No es recomendable ni cumple con el RGPD. Excel no ofrece cifrado AES-256, no registra quién accede a cada dato, no permite firmar consentimientos digitalmente ni gestionar el derecho de supresión de forma automatizada. Además, no dispone de funcionalidades clínicas específicas como mapa anatómico o evolución por sesión. Un software especializado como Serenna cubre todos estos requisitos de forma automática.

¿Cuánto cuesta digitalizar las historias clínicas de una clínica de fisioterapia?
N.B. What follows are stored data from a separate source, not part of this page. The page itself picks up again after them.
PR #5355, opened 2020-11-18
Issue 5345: (SegmentStore) Rewiring StorageWriter into DurableLog

### LINKED ISSUE #5345: Improve StorageWriterDataSource Reading
**Problem description**
StorageWriterDataSource.read() performs a O(n) lookup to find the first item it aims to read. 

**Problem location**
DurableLog/StorageWriter/SequenceItemList.

One of these should improve things:
1. Remember the last item read. When reading next, begin the lookup from that last read item. Reading is done in sequence so this should be an easy fix.
2. Replace SequenceItemList with a BlockingDrainingQueue. There is no need to keep these items in memory after serving them to the StorageWriter. 

Benchmark the two approaches and see which one turns out to be better.

andreipaduroiu:
**Change log description**  
Changed the way `DurableLog` holds Tier 1 Operations in memory and how they are read by the Storage Writer. Retired uses of `SequencedItemList` in this case and replaced with a `BlockingDrainingQueue`.

Changed the internals of `BlockingDrainingQueue` and `PriorityBlockingDrainingQueue` to use a variation of `ArrayDeque`  that is more efficient at polling (removing) items in bulk.

**Purpose of the change**  
Fixes #5345.

**What the code does**  
- `SimpleDeque`: `ArrayDeque`-like implementation that has an extra method (`pollFirst(int)`) which efficiently removes a number of items from the head of the queue. This is more efficient than pulling one item out at a time and accumulating the result in a collection.
- Updated `BlockingDrainingQueue` and `PriorityBlockingDrainingQueue` to make use of `SimpleDeque` internally (in lieu of `ArrayDeque`).
    - Both of these classes are meant to extract items in bulk (1000 or 10,000 at once), so such a method should improve runtime performance.
- `DurableLog`
    - Changed the "In-Memory Log" to not be an identical replica of the Operations that exist in Tier 1.
    - This Log now contains only those Operations that have been written to Tier 1 but not yet picked up for processing by the `StorageWriter`. As soon as the `StorageWriter` picks them up, they are removed from this in-memory log.
    - Using a `BlockingDrainingQueue` to implement this in-memory log.
    - This required an update to the `DurableLog.read` method (new contract, new signature) and triggered some changes downstream in the `StorageWriter` (to adapt to the new API).
    - This simplified the internals of the `DurableLog` quite a bit. All the complex reading, including tail reads with timeout, is now delegated to the `BlockingDrainingQueue`, which is much nimbler at this task (that class is used twice in the `OperationProcessor` already).

**How to verify it**  
All tests must pass.


RaulGracia (approved):
LGTM, first performance tests show a great improvement with this change. Anyway, let's wait a bit before merging it to verify that no other issues appear from performance tests.

common/src/main/java/io/pravega/common/util/SimpleDeque.java
```diff
@@ -0,0 +1,315 @@
...
+        return (T) this.items[this.head];
+    }
+
+    /**
+     * Gets a value indicating the number of items in the {@link SimpleDeque}.
+     *
+     * @return The size of the {@link SimpleDeque}.
+     */
+    public int size() {
+        final int size = this.tail - this.head;
```
tkaitchuck, line 163: The correctness of this function and several others are predicated on the fact that there is always at least one empty position in the array. This appears to be enforced but it probably worth explicitly stating in a comment somewhere.

common/src/main/java/io/pravega/common/util/SimpleDeque.java
```diff
@@ -0,0 +1,315 @@
...
+        if (newCapacity >= MAX_HALF) {
+            // We double capacity, so if we're already above half of max, then just set it to max.
+            newCapacity = MAX_CAPACITY;
+        } else {
+            // Double capacity.
+            newCapacity = newCapacity * 2;
+        }
+
+        final Object[] newItems = Arrays.copyOf(this.items, newCapacity);
+        boolean flipped = this.tail < this.head || (this.tail == this.head && newItems[this.head] != null);
```
tkaitchuck, line 207: Based on the above definition of addLast I don't believe `this.tail == this.head && newItems[this.head] != null` can ever be true.

common/src/main/java/io/pravega/common/util/SimpleDeque.java
```diff
@@ -0,0 +1,315 @@
...
+        if (flipped) {
+            final int diff = newCapacity - this.items.length;
+            System.arraycopy(newItems, this.head, newItems, this.head + diff, this.items.length - this.head);
+            int idx = this.head;
+            this.head += diff;
+            while (idx < this.head) {
```
tkaitchuck, line 213: Can't a fill do this? (Or it could be avoided per my above comment)

common/src/main/java/io/pravega/common/util/SimpleDeque.java
```diff
@@ -0,0 +1,315 @@
...
+
+        if (newCapacity >= MAX_HALF) {
+            // We double capacity, so if we're already above half of max, then just set it to max.
+            newCapacity = MAX_CAPACITY;
+        } else {
+            // Double capacity.
+            newCapacity = newCapacity * 2;
+        }
+
+        final Object[] newItems = Arrays.copyOf(this.items, newCapacity);
```
tkaitchuck, line 206: Looking at the implementation of this method, it would be more efficient to just allocate a new array, then copy the part after head and then copy the part up until tail if it was wrapped.

common/src/main/java/io/pravega/common/util/SimpleDeque.java
```diff
@@ -0,0 +1,315 @@
...
+        public T poll() {
+            if (this.nextIndex >= this.items.length) {
+                return null;
+            }
+
+            return (T) this.items[this.nextIndex++];
+        }
+
+        @Override
+        public T element() {
```
tkaitchuck, line 250: Per the documentation here:
https://docs.oracle.com/en/java/javase/11/docs/api/java.base/java/util/Queue.html
Element is a variation on `peek` not on `poll`.

common/src/main/java/io/pravega/common/util/SimpleDeque.java
```diff
@@ -0,0 +1,315 @@
...
+            throw new UnsupportedOperationException();
+        }
+
+        @Override
+        public boolean remove(Object o) {
+            throw new UnsupportedOperationException();
+        }
+
+        @Override
+        public T remove() {
```
tkaitchuck, line 291: Here `remove` is unimplemented but the function `element` above is doing what remove is supposed to be doing.

common/src/main/java/io/pravega/common/util/SimpleDeque.java
```diff
@@ -0,0 +1,315 @@
...
+        return String.format("Size = %s, Capacity = %s, Head = %s, Tail = %s", size(), this.items.length, this.head, this.tail);
+    }
+
+    //endregion
+
+    //region WrapQueue
+
+    @RequiredArgsConstructor
+    @NotThreadSafe
+    private static class WrapQueue<T> extends AbstractCollection<T> implements Queue<T> {
```
tkaitchuck, line 233: Javadoc

common/src/test/java/io/pravega/common/util/PriorityBlockingDrainingQueueTests.java
```diff
@@ -155,7 +155,7 @@ public void testMultiplePriorities() {
         Assert.assertEquals("Unexpected size.", expectedItems.size(), q.size());
         Assert.assertSame("Unexpected peek.", expectedItems.first(), q.peek());
 
-        val finalPoll = q.poll(100);
+        val finalPoll = new ArrayDeque<>(q.poll(100)); // Make a copy since we need to modify it.
```
tkaitchuck, line 158: Shouldn't poll remove the item from `q`, in which case it won't matter if you modify it?

segmentstore/server/src/main/java/io/pravega/segmentstore/server/logs/InMemoryLog.java
```diff
@@ -0,0 +1,51 @@
...
+     * @throws OutOfOrderOperationException If item's Sequence Number is out of order.
+     */
+    @Override
+    protected void addInternal(Operation item) {
+        if (this.lastSequenceNumber >= item.getSequenceNumber()) {
+            throw new OutOfOrderOperationException(String.format("Operation '%s' is out of order. Expected sequence number of at least %s.",
+                    item, this.lastSequenceNumber));
+        }
+        super.addInternal(item);
+        this.lastSequenceNumber = item.getSequenceNumber();
```
tkaitchuck, line 43: These two operations are not thread safe but this class extends `BlockingDrainingQueue` which calls itself threadsafe.

There are multiple race conditions:
* There could be two threads the first perform the check and then both call `addInternal` even though the second one is before the first violating the invariant above.
* There could be two threads which insert in one order but set lastSequenceNumber in the other order resulting in the wrong sequence number.

tkaitchuck (changes requested):

common/src/main/java/io/pravega/common/util/SimpleDeque.java
```diff
@@ -0,0 +1,315 @@
...
+
+    //endregion
+
+    //region Constructor
+
+    /**
+     * Creates a new instance of the {@link SimpleDeque} class.
+     */
+    public SimpleDeque() {
+        this(16);
```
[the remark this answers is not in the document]
andreipaduroiu: This class is very similar to Java's `ArrayDeque`. That class also chooses 16 as a default init value.

For our purposes (`BlockingDrainingQueue`) this initial value makes little difference. We only create the queue once and then hang on to it. So it will eventually grow to a "steady-state" length and then reuse the same element array.

common/src/main/java/io/pravega/common/util/AbstractDrainingQueue.java
```diff
@@ -147,6 +152,41 @@ public void add(T item) {
...
+                    if (this.pendingTake == result) {
+                        this.pendingTake = null;
+                    }
+                }
+
+                // Timeout the future after we have unregistered it. A zealous callback may invoke us immediately and be
+                // surprised that their call is rejected since we can only have one take() outstanding at any given time.
+                result.completeExceptionally(new TimeoutException());
+            }, timeout.toMillis(), TimeUnit.MILLISECONDS);
+            result.whenComplete((r, ex) -> sf.cancel(true));
```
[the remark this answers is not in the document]
andreipaduroiu: Yes, I am aware of that. All of our executors have that flag set (see `ExecutorServiceHelpers.java`) precisely for this reason. 

FYI, this code is borrowed from `Futures.futureWithTimeout`. I didn't want to reuse that method since I wanted the leanest possible implementation which was tied into the `take()` future above.

common/src/main/java/io/pravega/common/util/SimpleDeque.java
andreipaduroiu: I updated the class Javadoc with implementation details.

common/src/main/java/io/pravega/common/util/SimpleDeque.java
andreipaduroiu: Yes you are correct. I looked too much at the `ArrayDeque.java` class

common/src/main/java/io/pravega/common/util/SimpleDeque.java
andreipaduroiu: Arrays.fill. does exactly the same thing. But since I used it everywhere else in this class, I might as well do it here too.

common/src/main/java/io/pravega/common/util/SimpleDeque.java
andreipaduroiu: Good idea.

common/src/main/java/io/pravega/common/util/SimpleDeque.java
andreipaduroiu: Fixed

common/src/main/java/io/pravega/common/util/SimpleDeque.java
andreipaduroiu: Fixed.

common/src/main/java/io/pravega/common/util/SimpleDeque.java
andreipaduroiu: Fixed.

common/src/test/java/io/pravega/common/util/PriorityBlockingDrainingQueueTests.java
andreipaduroiu: `poll(100)` returns one of those `SimpleDeque.WrapQueue` instances, to which we cannot add anything. Previously, it returned an `ArrayDeque` to which we could add new items, so the test code was lazily reusing that one. 

Since the `WrapQueue` is closed to additions, I have to make a copy of it. Copying is done using its iterator, so all its elements are contained in the same order. There is no need to test the functionality of `WrapQueue` - that is already done in the `SimpleDequeTests` class.

segmentstore/server/src/main/java/io/pravega/segmentstore/server/logs/InMemoryLog.java
andreipaduroiu: Look at the javadoc for `lastSequenceNumber`. This method can only be invoked from its superclass which holds a lock while doing so. As such, no further synchronization is needed.

tkaitchuck: Ah, ok. Please add the @guardedby annotation on both this and the BlockingDrainingQueue.addInternal

tkaitchuck (approved):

Existen opciones desde 0 euros al mes. Algunos software de gestión como Serenna ofrecen planes gratuitos que ya incluyen historia clínica digital con cifrado RGPD. Los planes de pago con funcionalidades avanzadas (mapa anatómico, firma digital, integraciones) suelen oscilar entre 29 y 79 euros mensuales. La inversión se recupera rápidamente al ahorrar al menos 10 minutos diarios en búsqueda de fichas y evitar el riesgo de sanciones de la AEPD.

¿Cómo migro las historias clínicas en papel a formato digital?

El proceso tiene tres fases: primero, elige un software que permita importar datos (CSV o entrada manual asistida); segundo, prioriza los pacientes activos y digitaliza sus fichas empezando por los datos básicos y la última valoración; tercero, escanea y adjunta los documentos relevantes en papel como PDF al expediente digital. No es necesario migrar todo de golpe: puedes ir digitalizando fichas conforme los pacientes acudan a consulta.